PR #361, opened 2024-11-06
End-to-end test improvements

detsch:
Adds a script to generate targets used by e2e test script. Allows the targets to be created on an arbitrary factory and tag.


detsch:
> @detsch It works fine for me, I would just update README.mk with instruction how to run the tests.

Added the instructions there now.

PR #362, opened 2024-11-15
composeappmanager: Stop apps only if rootfs update is expected

mike-sul:
Stop apps being updated only if ostree update and reboot is expected. Stopping apps in the case of an "app-only" update is not optimal, as it stops all app services/containers. In contrast, `docker compose up` can handle this more efficiently by restarting only those service containers whose images have been updated.


detsch (approved):
LGTM.
E2e test failed because of a change introduced in PR #361. Once we merge it, tests will succeed.

PR #366, opened 2024-11-29
apps: Log execution of external commands during apps management

detsch:


src/exec.h
```diff
@@ -23,6 +24,7 @@ static void exec(const std::string& cmd, const std::string& err_msg_prefix, Args
   boost::asio::io_service io_service;
 
   try {
+    LOG_DEBUG << "Running: `" << cmd << "`";
```
mike-sul, line 27: I would make it `LOG_TRACE`.

mike-sul (approved):

PR #367, opened 2024-12-02
appengine: Check only if app installed and running

mike-sul:
Check only if app is installed and running at the "is app running" check at the beginning of each update cycle.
==*==
● EXERCISE BRIEF:
What is needed here is a word-for-word copy of the whole listing.

● ANSWER TO THIS TASK:
PR #361, opened 2024-11-06
End-to-end test improvements

detsch:
Adds a script to generate targets used by e2e test script. Allows the targets to be created on an arbitrary factory and tag.


detsch:
> @detsch It works fine for me, I would just update README.mk with instruction how to run the tests.

Added the instructions there now.

PR #362, opened 2024-11-15
composeappmanager: Stop apps only if rootfs update is expected

mike-sul:
Stop apps being updated only if ostree update and reboot is expected. Stopping apps in the case of an "app-only" update is not optimal, as it stops all app services/containers. In contrast, `docker compose up` can handle this more efficiently by restarting only those service containers whose images have been updated.


detsch (approved):
LGTM.
E2e test failed because of a change introduced in PR #361. Once we merge it, tests will succeed.

PR #366, opened 2024-11-29
apps: Log execution of external commands during apps management

detsch:


src/exec.h
```diff
@@ -23,6 +24,7 @@ static void exec(const std::string& cmd, const std::string& err_msg_prefix, Args
   boost::asio::io_service io_service;
 
   try {
+    LOG_DEBUG << "Running: `" << cmd << "`";
```
mike-sul, line 27: I would make it `LOG_TRACE`.

mike-sul (approved):

PR #367, opened 2024-12-02
appengine: Check only if app installed and running

mike-sul:
Check only if app is installed and running at the "is app running" check at the beginning of each update cycle.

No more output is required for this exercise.